As the Department of Labor phases in its new fiduciary rule, advisors operating in the retirement arena will be facing twin challenges to their practices: (1) a compression and overall reduction in commissions paid on product sales; and (2) an increase in DOL-related compliance costs. Keeping these changes to a manageable minimum may well depend on business partners — insurers, broker-dealers and independent marketing organizations — from whom they’ll be sourcing product.
One IMO that’s endeavoring to provide a seamless transition to a post-fiduciary regime is a Futurity First Financial Corp., one of six (out of more than 350) IMOs that have applied to become a financial institution with the DOL’s Office of Exemption Determinations. To learn more about preparations underway at the company to prepare for the phase-in, and what the internal changes will mean for its 4,000-plus advisors, LifeHealthPro interviewed Futurity First President and CEO Michael Kalen. The following are excerpts from this 3rd conversation in a series of Q&As with IMO executives and stakeholders on the DOL application process.
LifeHealthPro: When did you initiate your application? What was involved?
Michael Kalen: We submitted our application after meeting with DOL staffers in late June. During a two-hour meeting, they outlined their thoughts, took our questions, and allowed us to submit a thoughtful application, which we filed in mid-July.
We’re generally in favor of regulatory changes that help customers get better financial advice. In respect to the DOL fiduciary rule, the devil will be in details — how the BICE regulations will be implemented so as to allow everyone to do business on an efficient basis.
The DOL is now working actively to publish clarified regulations that provide a path for IMOs to become financial institutions. To that end, they’ve taken input from us and other IMOs that have applied. There’s nothing else for us to do until they issue these clarified guidelines.
LHP: Will Futurity First have to make changes internally to satisfy the DOL’s requirements to qualify as a financial institution?
Kalen: If the clarified guidelines are published in the way we think they’ll be, we will have to make substantial changes to our operations.
We expect, first, that we’ll have to create a suitability desk for acting in a fiduciary capacity, accepting compensation that meets the new guidelines and making product recommendations to clients. The desk will be charged with training advisors and reviewing cases to ensure that everyone is complying with both the spirit and letter of the new regulations.
We’re bucketing our DOL platform into two parts: (1) the full BICE contractual requirements for any advisor taking a commission; and (2) so-called BICE lite requirements for advisors charging a fee. Most of our work will be around the full BICE requirements, including guidelines establishing what constitutes reasonable compensation and commission schedules that don’t favor one product over another.

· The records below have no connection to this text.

PR #25967, opened 2026-09-10
fix switching back to system default language

### LINKED ISSUE #25887: Switching app language back to "System default" has no effect (selecting a specific language works)
## Description
Changing the app language through the Android per-app language settings works only when a specific language is selected. Switching from Ukrainian directly to **English** applies correctly, but switching to **System default** does not: the app keeps using the previously selected language instead of falling back to the system one.

> Previous task https://github.com/osmandapp/OsmAnd/issues/20683

### How to reproduce
* Open **Android Settings** → **OsmAnd** → **Language**
* Switch the language to **Ukrainian**
* Force stop the app
* Launch the app — all menus are displayed in Ukrainian
* Return to **Language** and switch back to **System default**
* Force stop the app and relaunch it

### Actual result

<table style="width:100%">
  <tr>
    <th>After install, before changes</th>
    <th>System default is set in Settings</th>
    <th>Video</th>
  </tr>
  <tr>
    <td></td>
    <td></td>
    <td><video src="https://github.com/user-attachments/assets/5c22519f-7931-4682-818e-116972149740" width="300" height="auto"></video></td>
  </tr>
</table>

* The app interface is still in Ukrainian
* The in-app **Display language** setting (reintroduced earlier as a workaround for manufacturers with incomplete per-app language support) shows `uk_UA`
* Selecting a specific language instead of **System default** (for example, **English**) works as expected, so the issue appears to be limited to the **System default** option

### Expected result
* The app follows the system language (**English** in this case) after **System default** is selected

**Environment**
OsmAnd Version: OsmAnd Nightly 5.4.0#8716m, released: 2026-09-07
Android: 17
Device model: Google Pixel 6A

aditya-mitra:
clear the previously saved language

[Screen_recording_20260910_162853 (1).webm](https://github.com/user-attachments/assets/0b1c96e4-d063-49e4-9e5b-cd637f5d9dc4)

closes https://github.com/osmandapp/OsmAnd/issues/25887

### DIFF
--- a/OsmAnd/src/net/osmand/plus/helpers/LocaleHelper.java
+++ b/OsmAnd/src/net/osmand/plus/helpers/LocaleHelper.java
@@ -79,13 +79,9 @@ public class LocaleHelper {
 			currentLocale = SupportedLocale.normalizeToOsmandLegacy(currentLocale);
 
 			if (!Algorithms.stringsEqual(currentLocale, locale)) {
-				if (Algorithms.isEmpty(currentLocale) && !Algorithms.isEmpty(locale)) {
-					// Ignore empty OS response if vendor firmware rejected a rare tag (e.g., "sc").
-				} else {
-					// Sync with OS if user changed the language via Android App Info.
-					locale = currentLocale;
-					settings.PREFERRED_LOCALE.set(locale);
-				}
+				// Sync with OS if user changed the language via Android App Info.
+				locale = currentLocale;
+				settings.PREFERRED_LOCALE.set(locale);
 			}
 		}
 


Kreiri:
Unfortunately, changes in this PR remove Rare Language Protection feature of OsmAnd. Osmand supports a number of languages, like Sardinian (sc) or Asturian (ast) that may not be supported by an Android vendor. When user selects such locale in OsmAnd, it's passed to the system; however, if such locale is not supported by the system, the system will set "chosen locale" for OsmAnd to "system default"  and LocaleManagerCompat.getApplicationLocales will return empty list. This PR remove handling of the case of "OsmAnd has user-set locale but it is not recognized by the system".

aditya-mitra:
makes sense.
implemented a check for checking if the saved language is supported by the device.

OsmAnd/src/net/osmand/plus/helpers/LocaleHelper.java
```diff
@@ -123,6 +123,20 @@ public void checkPreferredLocale() {
 		}
 	}
 
+	private boolean isLocaleSupportedBySystem(@NonNull String localeId) {
+		Locale locale = SupportedLocale.parseLocale(localeId);
+		if (locale == null) {
+			return false;
+		}
+		for (String systemLocaleId : Resources.getSystem().getAssets().getLocales()) {
+			Locale systemLocale = Locale.forLanguageTag(systemLocaleId.replace('_', '-'));
```
Kreiri: as per https://developer.android.com/reference/android/content/res/AssetManager#getLocales() , 

> On SDK 21 (Android 5.0: Lollipop) and above, Locale strings are valid [BCP-47](https://tools.ietf.org/html/bcp47) language tags and can be parsed using [Locale.forLanguageTag(String)](https://developer.android.com/reference/java/util/Locale#forLanguageTag(java.lang.String)).

minSdk for OsmAnd is 24, so there's no need for `.replace('_', '-')` there.

aditya-mitra: i did not know this. thanks!

OsmAnd/src/net/osmand/plus/helpers/LocaleHelper.java
```diff
@@ -79,7 +79,7 @@ public void checkPreferredLocale() {
 			currentLocale = SupportedLocale.normalizeToOsmandLegacy(currentLocale);
 
 			if (!Algorithms.stringsEqual(currentLocale, locale)) {
-				if (Algorithms.isEmpty(currentLocale) && !Algorithms.isEmpty(locale)) {
+				if (Algorithms.isEmpty(currentLocale) && !isLocaleSupportedBySystem(locale)) {
```
Chumva: (gen by AI) This condition now equates "OS reports no per-app locale" with "the user chose System default" for every language that has framework translations. But the OS side is also empty when the preference exists and was never pushed to the OS:

- Android key/value backup restore: `OsmandBackupAgent` restores `net.osmand.settings` (incl. `preferred_locale`) by writing the prefs file directly, so no listener runs and nothing calls `setApplicationLocales`; the OS-side per-app locale is not part of this app's backup set.
- Upgrade from Android ≤12 to 13+ (by code inspection): `onPreferredLocaleChanged` is `TIRAMISU`-gated and `checkPreferredLocale` never pushes, so the OS side stays empty.

Reproduced on the API 36 emulator: `de` set → `bmgr backupnow` → System default → `bmgr restore` leaves `preferred_locale=de` with `getApplicationLocales()` empty. On that identical state a build with the previous guard (5.4.0 nightly) starts in German; this build resets the preference to `""` and starts in English — the user's language is silently lost.

Suggestion: make the decision state-based instead of language-based. Store the locale the OS last reported (whenever `appLocales` is non-empty) and treat an empty answer as an explicit System default only if it equals the stored preference; otherwise keep the preference (vendor rejected it, or it arrived via backup/OTA and was never pushed). That also resolves System-default-after-Sardinian on firmwares that accept the tag, which this heuristic leaves stuck. The marker must not travel with the backup (separate prefs file, or bound to the device), or a restored marker recreates the same problem.

OsmAnd/src/net/osmand/plus/helpers/LocaleHelper.java
```diff
@@ -123,6 +123,20 @@ public void checkPreferredLocale() {
 		}
 	}
 
+	private boolean isLocaleSupportedBySystem(@NonNull String localeId) {
+		Locale locale = SupportedLocale.parseLocale(localeId);
+		if (locale == null) {
+			return false;
+		}
+		for (String systemLocaleId : Resources.getSystem().getAssets().getLocales()) {
```
Chumva: (gen by AI) `Resources.getSystem().getAssets().getLocales()` lists the languages the firmware's own resources are translated into, not the locales `LocaleManager` accepts — and it varies per OEM.

Measured (`aapt2 dump configurations` on the pulled `framework-res.apk`): the Pixel 8 Pro lacks `ast cy eo hsb kab nn oc sat sc`; the Xiaomi 2405CRPFDG additionally lacks `af` and `is` (and has no `b+sr+Latn`, only `sr`). Consequence, reproduced on the Xiaomi: Afrikaans → App info → System default → the app stays in Afrikaans with `preferred_locale=af`, i.e. #25887 persists there for Afrikaans/Icelandic, while the same steps work on the Pixel.

None of the three firmwares here (Pixel Android 17, Xiaomi HyperOS Android 16, emulator API 36) rejects `sc`/`ast`/`hsb`/`sr-Latn` via `cmd locale set-app-locales`, so "translation present" is not a proxy for "tag accepted" in either direction. The stock Settings picker also offers these rare languages (e.g. Asturianu), so the ambiguous "rare language → System default" case is reachable on stock devices too.

Minor: the language-only comparison treats `sr+Latn` as supported wherever bare `sr` exists, and the scan re-runs on every `checkPreferredLocale()` call (`WebViewEx` constructor, `onConfigurationChanged`) while the app is in the protected state — the set is immutable for the process, so it could be computed once.

Chumva (commented):
(gen by AI) Tested on Pixel 8 Pro / Android 17, Xiaomi 2405CRPFDG / HyperOS Android 16 and an API 36 emulator, built from 37945b4 (`gplayFreeOpenglArm64Debug`, `nightlyFreeOpenglX86Debug`).

The reported flow is fixed: App info → Language → *System default* takes effect after a restart (verified through the real Settings screen), and the rare-language guard still holds (`sc` with an empty OS side stays Sardinian).

Two issues, details in the inline comments:

1. **Every "preference set, OS side empty" state is now treated as the user choosing System default.** A key/value backup restore (or an upgrade from Android ≤12) produces that state without any user action — a build with the previous guard keeps the language there, this build silently resets it to System default (reproduced with `bmgr` on the emulator).
2. **`getAssets().getLocales()` is the firmware's translation coverage, not what `LocaleManager` accepts, and it differs per OEM.** On the Xiaomi tablet `af` and `is` are missing from framework-res, so for Afrikaans/Icelandic the original bug remains on that device (reproduced). None of the three firmwares rejects rare tags at all, so the protected branch could only be simulated.

A state-based check would cover both: remember the locale the OS last reported back, and treat an empty OS answer as an explicit System default only when it matches the stored preference.

OsmAnd/src/net/osmand/plus/helpers/LocaleHelper.java
aditya-mitra: resolved by preserving restored app lang when app locale is empty

aditya-mitra:
implemented changes for preserving translation guess and it now saves the last nonempty reported locale.

for the android <=12 to 13+ upgrade seems like a rare edge case. should we handle it? (we would need to send the current lang to android for confirmation - more case handlings)

OsmAnd/src/net/osmand/plus/helpers/LocaleHelper.java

LHP: At last June’s Million Dollar Round Table, Valmark Securities CEO Larry Rybka referred to the four options for complying with the DOL rule as “4 doors ” — including the BIC, full BIC exemption and BICE Lite — plus one concerning the sale of proprietary products. Will your platform provide for this last ‘door’?
Kalen (pictured at right): We see a problem with this 4th door, as proprietary products would have a dramatically different compensation structure. We don’t see an easy, viable path to compliance, but if there is one, we’ll accommodate that door.
LHP: What other internal compliance changes will the fiduciary rule entail in terms of additional processes, staff time or other resources?
Kalen: We’ll be setting up a senior policy committee composed of top executive at the company to ensure that all processes meet the fiduciary standard. We think it’s very important that senior management be held accountable for compliance with the rule.
We’ll also be establishing contractual relationships with advisors. We view this as a very positive development, as it will solidify our relationship as a financial institution with our producers.
We’ll additionally be implementing risk mitigation measures, as we’re clearly concerned about the unlimited legal liability under the rule’s private right of action provisions, as well as vagueness about what constitutes reasonable compensation. These measures include purchasing errors and omissions or E&O insurance, plus the drafting of disclosures and other compliance-related documentation that will be key to implementation. We’re still sorting through the costs of all this.
LHP: Do you have a sense as to how much the compliance measures will cost?
Kalen: We’ve set aside a projected budget of $1 million to build out the compliance platform. We’re also budgeting for annual operating costs between $1 million and $1.5 million. We’ll need to pass some of these costs on to our advisors in the form of a platform fee, one similar to what broker-dealers charge their advisors.
Our goal is to create as efficient a system as possible so we don’t place undue financial burdens on our advisors. The platform will consist of three buckets, about half of which will comprise additional staff costs; the remainder will include technology, E&O coverage and risk mitigation steps, plus travel and training costs.
We’ll need to educate agents and advisors in how to operate under the fiduciary rule. We candidly feel that the majority of our producers meet the DOL’s guidelines today. But the rule will definitely change their business model, so additional training is a must.
Respecting the technology component, we envision adopting a mix of proprietary and off-the-shelf, third-party software. As to staffing, we already have a full-time compliance officer — a trained securities attorney. Going forward, we’ll also be consulting with outside experts on certain parts of the compliance process.